**PROBLEM DETAILS**. The lines needed are those below that contain the word "workflows"; copy each one.

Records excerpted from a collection

○ ○ ○ ○

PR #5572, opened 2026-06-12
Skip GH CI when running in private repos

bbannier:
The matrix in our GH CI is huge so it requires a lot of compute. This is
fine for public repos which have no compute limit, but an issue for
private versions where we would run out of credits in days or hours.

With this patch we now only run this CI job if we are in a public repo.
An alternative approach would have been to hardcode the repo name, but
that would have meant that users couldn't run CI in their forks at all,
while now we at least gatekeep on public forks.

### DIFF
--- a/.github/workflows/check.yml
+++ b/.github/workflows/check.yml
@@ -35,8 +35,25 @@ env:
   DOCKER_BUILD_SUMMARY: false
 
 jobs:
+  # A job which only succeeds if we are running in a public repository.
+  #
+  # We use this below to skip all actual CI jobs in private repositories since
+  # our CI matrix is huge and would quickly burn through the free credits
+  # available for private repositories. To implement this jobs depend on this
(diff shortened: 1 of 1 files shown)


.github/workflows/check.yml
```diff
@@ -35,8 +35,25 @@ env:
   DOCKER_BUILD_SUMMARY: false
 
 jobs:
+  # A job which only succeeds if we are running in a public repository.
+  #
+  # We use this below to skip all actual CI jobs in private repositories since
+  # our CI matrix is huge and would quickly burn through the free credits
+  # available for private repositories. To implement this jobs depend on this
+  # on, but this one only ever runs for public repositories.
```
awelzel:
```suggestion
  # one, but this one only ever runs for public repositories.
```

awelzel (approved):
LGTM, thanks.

○ ○ ○ ○

**ANSWER TO THE PROBLEM**.
--- a/.github/workflows/check.yml
+++ b/.github/workflows/check.yml
.github/workflows/check.yml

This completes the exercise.